After 1600, civil war became far more common than inter-state warfare. The government instituted a draft for the entire population during wartime, with a limited number actually serving. Many who did not carry arms instead carried baggage and supplies. Thousands of women supported armies on the move. Administrators expected soldiers to have two weeks' worth of food upon reporting for campaign duty. Logistical difficulties probably limited both the size of armies and their capacity to operate for extended periods. Some Portuguese sources suggested that the king of Kongo fielded armies as large as 70,000 soldiers for a 1665 Battle of Mbwila; it is unlikely that armies larger than 20–30,000 troops could be raised for military campaigns.

Troops were mobilised and reviewed on Saint James' Day, 25 July, when taxes were also collected. Subjects celebrated this day in honour of Saint James and Afonso I, whose miraculous victory over his brother in 1509 was the principal significance of the holiday in the Kongo.

When the Portuguese arrived in Kongo they were immediately added as a mercenary force, probably under their own commander, and used special-purpose weapons, like crossbows and muskets, to add force to the normal Kongo order of battle. Their initial impact was muted; Afonso complained in a letter of 1514 that they had not been very effective in a war he waged against Munza, a Mbundu rebel, the year before. By the 1580s, however, a musketeer corps, which was locally raised from resident Portuguese and their Kongo-mestiço (mixed race) offspring, was a regular part of the main Kongo army in the capital. Provincial armies had some musketeers; for example, they served against the Portuguese invading army in 1622. Three hundred and sixty musketeers served in the Kongo army against the Portuguese at the Battle of Mbwila. Kongolese forces became accustomed to firearms in the 18th century. Primary sources about the battle between regent of King Pedro V and José I in 1781 indicated that José's 30,000 soldiers were armed with "musket and ball." Artillery was used to an extent in the 18th century. According to the historian John Thornton, a Kongolese unit that faced Portuguese forces in 1790 sometimes employed artillery.

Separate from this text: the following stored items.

Issue #381, opened 2024-03-05
"Point toward/away from point" constraint


Lewis-Seiden:
useful for intaking and scoring where you want one end of the robot to face a game piece/goal

shueja:
This would be extra nice when used with https://github.com/SleipnirGroup/Choreo/issues/297

calcmogul:
This constraint could be implemented like so:
```
heading = atan2(point.y - y, point.x - x)
tan(heading) = (point.y - y)/(point.x - x)
sin(heading)/cos(heading) = (point.y - y)/(point.x - x)
sin(heading) * (point.x - x) = cos(heading) * (point.y - y)
```

shueja:
Is there a formulation that could allow a particular error boundary around the desired heading? I expect that would make convergence easier and most uses probably don’t require exact pointing.

calcmogul:
I'm not sure how to correctly manipulate nonlinear inequalities, so you'd probably be stuck with the following:
```
atan2(point.y - y, point.x - x) < heading + ε
atan2(point.y - y, point.x - x) > heading - ε
```

PR #427, opened 2024-04-02
Add PointAt constraint

bruingineer:
#381
along with https://github.com/SleipnirGroup/TrajoptLib/pull/140

### DIFF
--- a/src-tauri/Cargo.toml
+++ b/src-tauri/Cargo.toml
@@ -18,7 +18,7 @@ tauri-build = { version = "1.5.1", features = [] }
 tauri = { version = "1.6.0", features = [ "window-close", "window-set-title", "path-all", "dialog", "dialog-confirm", "dialog-save", "dialog-open", "dialog-ask", "fs-all", "shell-open", "devtools"] }
 serde = { version = "1.0", features = ["derive"] }
 serde_json = "1.0"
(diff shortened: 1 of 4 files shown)


src-tauri/Cargo.toml
```diff
@@ -18,7 +18,7 @@ tauri-build = { version = "1.5.1", features = [] }
 tauri = { version = "1.6.0", features = [ "window-close", "window-set-title", "path-all", "dialog", "dialog-confirm", "dialog-save", "dialog-open", "dialog-ask", "fs-all", "shell-open", "devtools"] }
 serde = { version = "1.0", features = ["derive"] }
 serde_json = "1.0"
-trajoptlib = { git = "https://github.com/SleipnirGroup/TrajoptLib.git", rev = "325ddaa659cd36db8a87da363b66f66837df3e8f", features = ["sleipnir"] }
+trajoptlib = { git = "https://github.com/bruingineer/TrajoptLib.git", rev = "b3ae9e4bde9c67436e005f7c0a5547d203fca1da", features = ["sleipnir"] }
```
spacey-sooty, line 21: This will need to be updated after merge of https://github.com/SleipnirGroup/TrajoptLib/pull/140

calcmogul:
I've confirmed this works. There's a lot of gotchas around when the constraint is valid to use tho, vs immediately making the trajectory infeasible.

calcmogul:
A requirement when using this seems to be to bracket the constraint with two translation waypoints, so the heading has time to transition between a point-to region and a pose waypoint after it.

calcmogul (approved):

PR #429, opened 2024-04-03
Unselect sidebar and navbar items with escape key

calcmogul:


Awesomeplayer165 (approved):
in the future, we need a better system for sidebar management in code than numbers and -1.

PR #435, opened 2024-04-04
Feature: Add Open File Shortcut

Awesomeplayer165:
Command + O and Control + O.

### DIFF
--- a/src/document/DocumentManager.ts
+++ b/src/document/DocumentManager.ts
@@ -242,15 +242,17 @@ export class DocumentManager {
     });
     hotkeys.unbind();
     hotkeys("escape", () => {
-      this.model
+      this.model;
       this.model.uiState.setSelectedSidebarItem(undefined);
       this.model.uiState.setSelectedNavbarItem(-1);
     });
     hotkeys("ctrl+o,command+o", () => {
-      dialog.confirm(
-        "You may lose unsaved or not generated changes. Continue?",
-        { title: "Choreo", type: "warning" }
-      ).then((proceed) => {
+      dialog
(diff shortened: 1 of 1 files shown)


src/document/DocumentManager.ts
```diff
@@ -245,6 +245,9 @@ export class DocumentManager {
       this.model.uiState.setSelectedSidebarItem(undefined);
       this.model.uiState.setSelectedNavbarItem(-1);
     });
+    hotkeys("ctrl+o,command+o", () => {
+      this.saveFileDialog();
```
calcmogul, line 249: This opens the save file dialog, not the open file dialog.

calcmogul:
```suggestion
      invoke("open_file_dialog");
```

Awesomeplayer165: yeah not sure if it is possible with the current setup. ill need to refactor things around from mobx context to documentManager.

src/document/DocumentManager.ts
```diff
@@ -242,9 +242,20 @@ export class DocumentManager {
     });
     hotkeys.unbind();
     hotkeys("escape", () => {
+      this.model;
```
calcmogul, line 245: This line seems unnecessary.

calcmogul (changes requested):

src/document/DocumentManager.ts
Awesomeplayer165: not sure why that was even added..

Awesomeplayer165: I don't see this on my branch actually..

calcmogul (approved):

PR #438, opened 2024-04-04
Add heading offset to point at constraint

jlmcmchl:
PR follows https://github.com/SleipnirGroup/TrajoptLib/pull/144 - simply wiring up the heading offset parameter to the frontend.

I have noticed that it's _critical_ for successful generation that the initial guess accounts for point at constraints. If someone else could assist in implementing that, this would be a more robust PR.


src-tauri/src/main.rs
```diff
@@ -227,6 +227,7 @@ enum Constraints {
         x: f64,
         y: f64,
         tolerance: f64,
+        offset: f64,
```
spacey-sooty, line 230: Should this be called heading_offset?

calcmogul: Yes.

shueja:
One issue with this feature is that trajectory mirroring will mess with most usecases (where you want a non-zero robot-relative heading vector to point at a particular point on the field).

PR #439, opened 2024-04-04
Solver status feedback

shueja:


calcmogul:
Don't forget to fix the warnings.

src-tauri/src/main.rs
```diff
@@ -447,11 +459,33 @@ async fn generate_trajectory(
         path_builder.sgmt_polygon_obstacle(0, wpt_cnt - 1, o.x, o.y, o.radius);
     }
     path_builder.set_drivetrain(&drivetrain);
-    path_builder.generate(true)
+    path_builder.generate(true, handle)
 }
 
+/**
+ * A OnceLock is a synchronization primitive that can be written to once. Used here to
```
calcmogul, line 466: This comment is incomplete.

calcmogul (changes requested):

src/components/field/svg/FieldGeneratedLines.tsx
```diff
@@ -41,8 +45,8 @@ class FieldPathLines extends Component<Props, State> {
           /
           {this.context.model.uiState.selectedPathGradient !=
             PathGradients.None.name &&
-            generated.length > 1 &&
-            generated.map((point, i, arr) => {
+            trajectory.length > 1 &&
+            trajectory.map((point, i, arr) => {
               if (i == arr.length - 1) {
                 return <></>;
               }
```
Awesomeplayer165, line 52: reverse `if (!pathGradient) {` and `if (i == arr.length - 1) {`. technically, accessing the second point is more expensive than checking if something exists.

Awesomeplayer165: we can exit much faster than acccessing something for no reason.

Awesomeplayer165 (changes requested):
small things. cant wait to release this tho

src-tauri/src/main.rs
```diff
@@ -269,14 +273,22 @@ async fn cancel() {
...
 #[allow(non_snake_case)]
 #[tauri::command]
 async fn generate_trajectory(
+    _app_handle: tauri::AppHandle,
     path: Vec<ChoreoWaypoint>,
     config: ChoreoRobotConfig,
     constraints: Vec<Constraints>,
     circleObstacles: Vec<CircleObstacle>,
     polygonObstacles: Vec<PolygonObstacle>,
+    handle: i64,
```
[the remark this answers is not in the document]
Awesomeplayer165: (The other parameters are fairly obvious, but `handle` is a bit confusing to newer people on team).

src/components/field/svg/FieldGeneratedLines.tsx
Awesomeplayer165: ACTUALLY. we are already comparing if != PathGradients.None; therefore, implicitly checking against `undefined`, so it wouldn't change midway through map and before it (would invalidate current render...)

src/components/field/svg/FieldGeneratedLines.tsx
```diff
@@ -13,13 +13,17 @@ class FieldPathLines extends Component<Props, State> {
...
-      (point) => {
-        generatedPathString += `${point.x},${point.y} `;
-      }
-    );
+    const trajectory = path.generating
+      ? path.generationProgress
+      : path.generated;
+    // preserve this so that it updates when mutating the in-progress trajectory in place
+    //eslint-disable-next-line @typescript-eslint/no-unused-vars
+    const iteration = path.generationIterationNumber;
```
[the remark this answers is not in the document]
shueja: It's needed because we mutate the generationProgress array in place for performance reasons, so I needed to depend on something else that will change on progress updates. I chose the iteration number which (for now) doesn't necessarily match the solver, but is incremented on every progress update. Later we can get the iteration number from the solver and perhaps show the value somewhere, but it will still be usable for this purpose.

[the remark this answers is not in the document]
Awesomeplayer165: Can we use the convention `_` instead of iteration, since the field you are getting is fairly self-documenting..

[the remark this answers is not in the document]
Awesomeplayer165: Also, we should leave a comment to future developers that may try to remove it in the future.

src/components/field/svg/FieldGeneratedLines.tsx
```diff
@@ -13,45 +13,45 @@ class FieldPathLines extends Component<Props, State> {
...
-      (point) => {
-        generatedPathString += `${point.x},${point.y} `;
-      }
-    );
+    const trajectory = path.generating
+      ? path.generationProgress
+      : path.generated;
+    // preserve the acccess of generationIterationNumber
+    // to trigger rerenders when mutating the in-progress trajectory in place
+    //eslint-disable-next-line @typescript-eslint/no-unused-vars
```
Awesomeplayer165, line 23:
```suggestion

```

Awesomeplayer165: why is this still here?

src/components/field/svg/FieldSamples.tsx
```diff
@@ -11,12 +11,19 @@ class FieldSamples extends Component<Props, State> {
...
-
+  LINE_LENGTH = 0.15;
   render() {
     const path = this.context.model.document.pathlist.activePath;
+    const trajectory = path.generating
+      ? path.generationProgress
+      : path.generated;
+    // preserve the acccess of generationIterationNumber
+    // to trigger rerenders when mutating the in-progress trajectory in place
+    //eslint-disable-next-line @typescript-eslint/no-unused-vars
```
Awesomeplayer165, line 22:
```suggestion

```

Awesomeplayer165 (changes requested):
other small things.

src/components/field/svg/FieldGeneratedLines.tsx
shueja: Because otherwise eslint fails because we don't use this value

calcmogul (approved):

PR #448, opened 2024-04-10
Feature: Context Menu

### LINKED ISSUE #446: Context menu for adding waypoint type at mouse point
Im thinking of a context [menu (mui)](https://mui.com/material-ui/react-menu/). It should not replace the current waypoint type, rather just place a waypoint at the cursor. From MUI docs, it should mirror `IconMenu` with the icons and colors matching with the waypoint type.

In 1509, Afonso I built holes containing an iron each in defence of M'banza-Kongo where they were dug to fortify and surround the city. Its main purpose was to attract the opponent's forces to the central public square of the city where most of the army was assembled. Rival and brother of Afonso I ("Mpanzu a Kitima"), succumbed to this anti-personnel trap during a campaign against Afonso. Sources from the early 16th century document about Central African naval vessels carved from a single log which could carry 150 people. In the 16th century, Kongo was recorded to be able to deploy 800 of such naval vessels. In 1525, one of such boats cooperated with a Portuguese vessel to capture a French ship off the coast of Soyo. The Kongolese vessel played the role of capturing and attacking the shore party from a longboat.

=== Other battles ===
- Battle of Mbanda Kasi (or Mbandi Kasi)
- Battle of Mbidizi River
- Battle of Kitombo

==Political structure==
The vata village, referred to as libata in Kongo documents and by the Portuguese in the sixteenth century, served as Kongo's basic social unit after the family. Nkuluntu, or mocolunto to the Portuguese, chiefs headed the villages. The one to two hundred citizens per village migrated about every ten years to accommodate soil exhaustion. Communal land-ownership and collective farms produced harvests divided by families according to the number of people per household. The nkuluntu received special premium from the harvest before the division.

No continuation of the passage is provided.